Trump’s ban on transgender troops hurt the military, former service surgeons general say
Trump and military officials argued that barring transgender people from serving would improve readiness and strengthen unit cohesion. Former top military physicians said the opposite has occurred.
President Donald Trump’s order banning many transgender people from serving has eroded the military’s ability to fight and win wars by narrowing its recruiting pool and lowering morale among transgender troops exempt from the policy, former top military physicians said in a new study.
Defense Department regulations implemented April 12, 2019, prohibit anyone with gender dysphoria from enlisting but allow transgender service members who were serving before then to remain in uniform.
Trump and military officials have argued that barring transgender people from serving would improve readiness and strengthen unit cohesion. But a study published by the Palm Center, a research institute that studies LGBTQ personnel issues in the military, said the opposite has occurred.
"The transgender ban has harmed military readiness across the board. That's what happens when the military needlessly discriminates against people who are qualified to serve," said Alan Steinman, a former U.S. Coast Guard director of heath and safety and retired rear admiral.
Steinman was one of the study's six co-authors, who also include a former Army and Navy surgeon general. Their conclusions are based on public statements from senior officials, interviews with transgender troops, survey data and conversations with faculty members at service academies.
Nearly 15,000 transgender troops serve in the military, according to estimates of Pentagon figures by the Palm Center, some of whom joined after President Barack Obama allowed transgender people to openly serve in 2016.
Pentagon officials did not provide a comment on Friday after receiving a copy of the study, which was obtained by The Washington Post ahead of its release this week.
The researchers found that the Trump administration ban bruised morale among transgender service members who in interviews said they have been "targeted for unfair treatment, stigmatized and devalued."
"Before the ban, the Navy's stance was that transgender people are real people and they have a status and we're going to help them transition to what they need to be so they can continue to serve," an unnamed Navy aviation electronics technician who flew in combat told the authors. "But now that the ban has been reinstated, there's no longer anyone trying to accept us anymore."
The study found that Trump's policy blunts recruitment efforts by eliminating consideration of many transgender people of prime recruiting age.
Potential recruits can enlist or commission only if they conform to their biological gender and don't have a history of gender dysphoria, according to Pentagon regulations. That is a change from the Obama policy, which allowed enlistment under preferred or biological sex if recruits are "stable" in either one after 18 months.
The ban may also turn away prospective recruits who are not transgender by creating the impression that the military is a breeding ground for intolerance and hostility to certain people, the study found, after reviewing polls that concluded most Americans support transgender people in uniform. The military already faces recruiting challenges as a range of issues, such as obesity, disqualify many young Americans.
Capt. Alivia Stehlik, an Army officer at Fort Carson in Colorado who transitioned to a woman after the Obama policy was implemented, echoed the frustrations of transgender troops interviewed for the study.
Stehlik commissioned as an Army infantry officer and later became a physical therapist. After a colleague could not make a deployment to Afghanistan in 2018, Stehlik said she volunteered to go and helped soldiers recuperate from injuries there.
Her time in a ground combat unit, and the tab on her uniform denoting that she graduated from Ranger School, wins credibility from grunts and commanders alike, she said.
But the ban also produces different requirements for transgender troops, she said, like needing higher-level approval for gender-related medical care compared with other issues, such as treatment for injured knees or backs.
"It's telling the world you don't care about soldiers," Stehlik said of the policy. "Let us do our jobs, and if we can't meet the standards, then we need to leave. But the standards shouldn't be different for us."

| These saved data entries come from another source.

Issue #5740, opened 2023-03-06
Example deployments for authelia and authentik


fmoc:
The desktop client recently received a couple of bug reports regarding two new(?) IdPs called [authelia](https://github.com/authelia/authelia) and [authentik](https://goauthentik.io/). These appear to be easier to set up than Keycloak.

I think the server should add example deployments for both of them like it is done with Keycloak to:

a) allow for easier debugging against either of these
b) make it easier for users to deploy their oCIS instances correctly against either of these

CC @michaelstingl, @TheOneRing

C8opmBM:
Some additional info regarding the desktop client setup with Authelia. I tested web, desktop and android clients, they all work.

For the desktop client, when authenticating in the browser, ownCloud’s desktop client sends a prompt parameter that Authelia doesn’t yet know how to handle (it’s planned for [OIDC beta 7](https://www.authelia.com/roadmap/active/openid-connect/#beta-7)). To work around this temporary limitation, we remove the offending parameter with a uri replace

With Caddy v2

```
auth.domain.net {
	uri /api/oidc/authorization replace &prompt=select_account%20consent ""
	reverse_proxy authelia:9091
}
```

With NGINX/SWAG

```
server {
 [...]
   server_name auth.*;
 [...]
    location / {
        if ($args ~* (.*)(&prompt=select_account%20consent)(.*)) {
           set $args $1$3;
           rewrite ^(.*)$ $1;
        }
 [...]
        set $upstream_app authelia;
        set $upstream_port 9091;
 [...]
    }
}
```
Found the workaround on this blog:
https://helgeklein.com/blog/owncloud-infinite-scale-with-openid-connect-authentication-for-home-networks/

mmattel:
the refereced docs cover deployments?
what else is needed?

michaelstingl:
I need permanent continuous deployed systems to play with, linked from https://owncloud.dev/ocis/deployment/continuous_deployment/

micbar:
@fmoc I must be honest with you. Despite your good efforts, we cannot add this example currently. We already have more examples than we can maintain 😞 

@dragotin Please clarify what we can do in regards of resources.

fmoc:
Maybe I'll contribute instructions over at Authentik. They have a collection of guides on apps they support.

micbar:
@disconn3ct you can use autoprovisioning.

Stehlik is among an estimated 1,600 transgender troops exempt from the 2019 policy, which allows them to continue with related medical care and serve in their preferred gender, but the study found accessing that care is often challenging and stigmatizing.

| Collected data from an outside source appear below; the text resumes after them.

PR #7325, opened 2023-09-21
Improve SSE Notifications

kobergj:
Improves SSE notifications format to fulfill the needs of the web client

### DIFF
--- a/services/clientlog/pkg/service/service.go
+++ b/services/clientlog/pkg/service/service.go
@@ -17,12 +17,6 @@ import (
 	"go.opentelemetry.io/otel/trace"
 )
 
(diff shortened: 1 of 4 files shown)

Trump and other officials, including former defense secretary Jim Mattis, warned that transgender inclusion could erode unit cohesion. But In 2018, as the ban was litigated in court, senior officials in the Army, the Air Force, the Navy and the Marine Corps said they were unaware of problems created by transgender troops and did not have reports of unhappiness about the policy within the ranks.
Trump has also said that medical costs for transgender troops are "very high," but a Pentagon-commissioned study by the Rand Corp. in 2016 concluded that the costs would be small and noted that not all transgender people want or need medication or care.
President-elect Joe Biden said in February that he would roll back the ban on his first day in office. He signaled that commitment with the selection of Shawn Skelly, a former Navy officer and transgender advocate, to his Pentagon transition team this month.